Gilbert Horsfall looked across at Irene Sklavos. They should have felt good for a giggle, but they weren’t. Like Ma Bulpit, the girl was only picking at her food. She had the sniffles. She looked darker than ever, if not positively green.
In between observing the others and disapproving their wasted opportunities, Gilbert Horsfall polished off his own plateful. He still felt hungry.
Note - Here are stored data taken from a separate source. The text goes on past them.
PR #254, opened 2024-08-22
Add more tests for golden/distractor context picking

bbrowning:
When picking additional contexts to act as golden or distractor documents, we had a bug where the answer document wasn't always being added. This was fixed in PR #252, and this just adds some additional tests in that area to prevent regression.


bbrowning:
While this is the right code, it's from the wrong source branch and should be from my fork. Closing and reopening.

PR #264, opened 2024-09-03
ci: add AWS tag to show github PR number for all jobs

nathan-weinberg:
right now we can see what type of runner and which repository an AWS runner is associated with, but not which PR number triggered it

see https://github.com/instructlab/instructlab/pull/2183 for reference

### DIFF
--- a/.github/workflows/e2e-nvidia-a10g-x4.yml
+++ b/.github/workflows/e2e-nvidia-a10g-x4.yml
@@ -38,7 +38,8 @@ jobs:
           aws-resource-tags: >
             [
               {"Key": "Name", "Value": "instructlab-ci-github-large-runner"},
-              {"Key": "GitHubRepository", "Value": "${{ github.repository }}"}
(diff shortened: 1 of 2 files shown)


aakankshaduggal (approved):

danmcp (changes requested):
I think we determined from here: https://github.com/instructlab/instructlab/pull/2183 this probably isn't the best approach.

nathan-weinberg:
> I think we determined from here: [instructlab/instructlab#2183](https://github.com/instructlab/instructlab/pull/2183) this probably isn't the best approach.

Should we try `github.event.pull_request.number`? cc @russellb

danmcp:
> > I think we determined from here: [instructlab/instructlab#2183](https://github.com/instructlab/instructlab/pull/2183) this probably isn't the best approach.
> 
> Should we try `github.event.pull_request.number`? cc @russellb

It looks like `github.event.number` should work

danmcp (approved):

alinaryan (approved):

khaledsulayman (approved):

PR #269, opened 2024-09-10
chore: replace platformdirs with xdg-base-dirs

jaideepr97:
we recently replaced `platformdirs` with `xdg-base-dirs` in the instructLab CLI
(https://github.com/instructlab/instructlab/pull/2202)
this is a follow up PR to make the same update in the sdg library 

This has no effect on linux, but has an impact for macOS

### DIFF
--- a/requirements.txt
+++ b/requirements.txt
@@ -6,9 +6,9 @@ httpx>=0.25.0,<1.0.0
 instructlab-schema>=0.4.0
 langchain-text-splitters
 openai>=1.13.3,<2.0.0
-platformdirs>=4.2
 # Note: this dependency goes along with langchain-text-splitters and may be
 #       removed once that one is removed.
 # do not use 8.4.0 due to a bug in the library
 # https://github.com/instructlab/instructlab/issues/1389
 tenacity>=8.3.0,!=8.4.0
+xdg-base-dirs>=6.0.1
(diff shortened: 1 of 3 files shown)


requirements.txt
```diff
@@ -6,9 +6,9 @@ httpx>=0.25.0,<1.0.0
 instructlab-schema>=0.4.0
 langchain-text-splitters
 openai>=1.13.3,<2.0.0
-platformdirs>=4.2
 # Note: this dependency goes along with langchain-text-splitters and may be
 #       removed once that one is removed.
 # do not use 8.4.0 due to a bug in the library
 # https://github.com/instructlab/instructlab/issues/1389
 tenacity>=8.3.0,!=8.4.0
+xdg-base-dirs>=6.0.1
```
bjhargrave, line 14: Missing EOL.

bjhargrave:
> this is a follow up PR to make the same update in the sdg library

We will then need a followup PR in instructlab to raise the dependency version for instructlab-sdg to the version which includes this PR.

He might have helped out, he thought — urgh, no, not the mess Ma Bulpit’s shiny teeth had refused, now sitting in its own fat. But Irene had hardly touched her tea. He could imagine taking a mouthful of the untouched steak and converting the stringy old stuff into a delicious tenderness. He shivered as his teeth entered the soft, greasy chips. All his imagined acts were becoming so real, he wondered whether Irene would see that he was almost peeing himself. But she kept her eyelids lowered.
Ma Bulpit had begun pulling out. ‘Expect you’re waiting on the pudding,’ she mumbled. ‘All young things have a sweet tooth,’ chair grating almost to toppling, ‘that’s why we lose them,’ as she stumbled in the direction of the kitchen which swallowed her signature tune. ‘In the old days I was famous for my Apple Betty.’